Now, D&D, on the other hand, offers players a much smaller group. There's still some load balancing, but it's not on the same level when you need to fill 11 buff slots with 25 people from 9 classes. Parties will have strengths and weakness, and they will be far more pronounced than looking at two raid groups. Things like target selection, slipperiness, resilience and whatnot are much more common.

In WoW if your non-tanks take two hits they die; maybe one on a crit, which is around a 25% chance. Non-tank damage is usually a sign of something very wrong, or intended to be hitting non-tanks (and thus designed to be survived by them). In D&D it's a lot more common. You tend to deal with more opponents at once, and your tanks don't get a free ride just because they can pump out threat numbers. Positioning and similar things matter a lot.



So what's the warlock got going for him?

Pact Boons, which can be pretty sweet. Feypact warlocks are terribly hard to ever pin down in a real combat; infernal warlocks are actually pretty resistant to damage between high con and the free temp HP; starlocks get a nice boost to whatever they want next turn. (I haven't had any experience with Vestiage or Dark warlocks, myself). They're also right there next to the sorcerer as one of the strikers most happy to see minions in a fight.

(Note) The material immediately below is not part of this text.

PR #1574, opened 2019-07-12
Provide a results caching mechanism in cases where hashing is enabled.

michaelcfanning:


michaelcfanning:
The core change is to cache results by file has when file hashing is enabled in the driver framework. When --hashes exists on the command-line, the driver framework now comprehensively produces the set of file hashes in a multi-threaded operation. After this, when scanning a target, the framework consults a cache (by file hash) that determines whether this file has been scanned before. If it has, the framework grabs the cached results and 'replays' them. As a consequence, log files produced when --hashes exists on the command-line or does not should be identical. The value is a significant performance gain for some tool (BinSkim, for example, acquires and parses PDBs for each file copy currently, a very expensive operation).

Decent options for Fort/Reflex/Will selection. Not as versatile as as a wizard, but better than most other strikers and some controllers. Using these well can have a strong effect on accuracy, in a way idealized DPR vs. 15+level defense spreadsheets don't show. Infernal warlocks miss out a bit here (both their at-wills hit ref).

Shadow Walk. This is a fantastic power, it's pretty much an always-on +2 to defenses for non-area attacks. Granted starlocks who do an even split are screwed on AC; but it's more of a flawed build option rather than an underpowered class.

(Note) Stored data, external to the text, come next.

PR #1576, opened 2019-07-13
Updating dependency lodash in ESLint.formatter to patch a vulnerability

rscrivens:
all 9 tests passed after updating the dependency

### DIFF
--- a/src/ESLint.Formatter/package.json
+++ b/src/ESLint.Formatter/package.json
@@ -31,7 +31,7 @@
   "dependencies": {
     "chai": "^4.2.0",
     "jschardet": "latest",
-    "lodash": "^4.17.11",
+    "lodash": "^4.17.14",
     "mocha": "^5.2.0",
     "utf8": "^3.0.0"
   }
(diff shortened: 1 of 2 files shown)


src/ESLint.Formatter/package.json
```diff
@@ -31,7 +31,7 @@
   "dependencies": {
     "chai": "^4.2.0",
     "jschardet": "latest",
-    "lodash": "^4.17.11",
+    "lodash": "^4.17.14",
```
michaelcfanning: >^4.17.1 [](start = 15, length = 7)

Do we have a release notes document for this component that we can/should update?

lgolding: We don't. @rscrivens: As a separate PR, would you please:

1. Place a ReleaseHistory.md in the src\ESLint.Formatter\ directory, modeled on the one in the src\ directory? (Just start with this release, fixing the vuln, but we won't publish it yet.)
2. Add it to package.json.

The next time we publish (the time _after_ this vuln-fixing release), it will include the release history.

PR #1579, opened 2019-07-19
WorkItemFiler accepts and validates a SARIF log file

lgolding:


lgolding:

lgolding:

src/Sarif.WorkItemFiling/WorkItemFiler.cs
```diff
@@ -1,9 +1,100 @@
...
+            _fileSystem = fileSystem ?? throw new ArgumentNullException(nameof(fileSystem));
+        }
+
+        /// <summary>
+        /// Files work items from the results in a SARIF log file.
+        /// </summary>
+        /// <param name="path">
+        /// The path to the SARIF log file.
+        /// </param>
+        public void FileWorkItems(string path)
```
harleenkohli: >path [](start = 41, length = 4)

could we name this something like logFilePath for quicker context?

src/Sarif.WorkItemFiling/WorkItemFiler.cs
```diff
@@ -1,9 +1,100 @@
...
+        {
+            if (path == null) { throw new ArgumentNullException(nameof(path)); }
+
+            ValidateLogFileAgainstSarifSchema(path);
```
harleenkohli: >ValidateLogFileAgainstSarifSchema [](start = 12, length = 33)

suggestion: what about a name like "EnsureIsValidSarif" etc?

src/Sarif.WorkItemFiling/WorkItemFiler.cs
lgolding: Good rename. Will do in next PR.

src/Sarif.WorkItemFiling/WorkItemFiler.cs
lgolding: Good rename. Will do in next PR.

PR #1580, opened 2019-07-20
Introduce filing target abstraction and only file new bugs.

lgolding:
This change does three things:

1. It introduces a "filing target" abstraction ("target" meaning "the place the bugs are going") that will be implemented as `GitHubFilingTarget` and `AzureDevOpsFilingTarget`.

    We represent the abstraction with an abstract base class `FilingTarget` (not `FilingTargetBase` or anything like that) rather than as an interface `IFilingTarget`. I can explain this choice offline if you're interested; I know Michael and I have discussed this before.

2. The `WorkItemFiler` filters out all but the "new" results before passing them on to the filing target.

    The filtering logic ("'new' results only") is currently hard-coded in the `WorkItemFiler` class. You'll see a TODO comment that calls out the possible need to introduce a results filtering strategy abstraction.

3. It makes the `FileWorkItems` method on the `WorkItemFiler` async. This affects the unit tests.

    It turns out to be hard to use FluentAssertions's `Should().Throw<T>` and `Should().NotThrow()` with async, so I did some searching and borrowed some code from the intertubes to do that. It's in the Test.Utilities.SarifProject in AssertionExtensions.cs.

Some things we haven't done yet:

- We have not yet introduced a bucketing strategy object. You'll see a TODO comment that calls out where it fits in. To be clear: unlike the "filtering" I mentioned above, where we do have filtering logic but it's hard-coded, we have not yet implemented _any_ bucketing logic.
- The async methods do not support timeouts, or retries, or progress reporting, or cancellation. One step at a time...


lgolding:

lgolding:

src/Sarif.Multitool/FileWorkItemsOptions.cs
```diff
@@ -0,0 +1,18 @@
...
+{
+    [Verb("file-work-items", HelpText = "Send SARIF results to a work item tracking system such as GitHub or Azure DevOps")]
+    public class FileWorkItemsOptions
+    {
+        [Option(
+            't',
+            "target-type",
+            HelpText = "The type of system to which work items are to be filed. Must be one of 'github' and 'azureDevOps'.",
+            Required = true)]
+        public string TargetType { get; internal set; }
```
harleenkohli: >TargetType [](start = 22, length = 10)

Mike's comment during the call made me think - since this is exposed to the user, yes this could be interpreted as work item type (e.g. bug/task/issue). Here are some other suggestions:

- filing-target
- version-control-type
- bug-manager
- issue-reporter

lgolding: I think you're on the right track! We already use "filing target" to mean "the place the bugs are going" but how about `filing-target-type`?

---
In reply to: [306055034](https://github.com/microsoft/sarif-sdk/pull/1580#discussion_r306055034) [](ancestors = 306055034)

src/Sarif.WorkItemFiling/WorkItemFiler.cs
```diff
@@ -24,35 +31,64 @@ public class WorkItemFiler
...
+            if (logFilePath == null) { throw new ArgumentNullException(nameof(logFilePath)); }
+
+            string logFileContents = _fileSystem.ReadAllText(logFilePath);
+
+            EnsureValidSarifLogFile(logFileContents, logFilePath);
+
+            SarifLog sarifLog = JsonConvert.DeserializeObject<SarifLog>(logFileContents);
+
+            // CONSIDER: Multiple runs?
+            if (sarifLog.Runs[0]?.Results?.Count > 0)
```
harleenkohli: >sarifLog.Runs[0]? [](start = 16, length = 17)

i know this is a future todo based on the comment - we almost certainly would need to merge the sarifs into a single one before the bug filing step is executed. So, we will certainly need to iterate through multiple run objects.

src/Sarif.WorkItemFiling/OneResultPerWorkItemGroupingStrategy.cs
```diff
@@ -0,0 +1,24 @@
...
+using System;
+using System.Collections.Generic;
+using System.Linq;
+
+namespace Microsoft.CodeAnalysis.Sarif.WorkItemFiling
+{
+    /// <summary>
+    /// A grouping strategy that files each SARIF result as a separate work item.
+    /// </summary>
+    public class OneResultPerWorkItemGroupingStrategy : IGroupingStrategy
```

Respectable single target damage. Some builds (those that fall closer to controllers) may get out damaged by a damage inclined member of another class (fighters, I'm looking at you). They also tend to have better area damage or screw the enemy over options, however.

Interesting options. There's a lot of appealing curse-related feats and items.

In actual play I've seen some very successful warlocks who contribute to combat in useful ways. The class isn't in the upper half of the power curve, but they're not so far below that I'd call them underpowered. If anything the starlock is an underpowered build, since they have some flaws in defenses and their pact boon isn't that great, their feat and paragon path support are both rather strong but primarily from Dragon. But that's the build, not the class.


----------



## Ryujin (Nov 26, 2009)

A pretty good analysis.

As to the Darklock they are as damage oriented a build as the Infernalock, but CHA based. Perhaps moreso. Also Darkspiral Aura, as a pact boon, both debuffs incoming damage and damages the attacker. They also have two huge, close blast 20 potential minion clearing encounter powers, one of which comes in at Level 1. They, of all the Warlock builds, make excellent use of the Rod of Corruption.


----------



## Felon (Nov 26, 2009)

Dice4Hire said:


> So to extend the analogy, Damage output, the guy who only knows one programming language ,when everyone else knows 3-5, does not get the corner office.
> 
> Damage output, the guy who doesn't have a passport, does not get to be the top seller inteh office when everyone else has international customers.
> 
> DPR is important, but if it is all that you feel is important in a character, then role-playing must be off the stove entirely in your games.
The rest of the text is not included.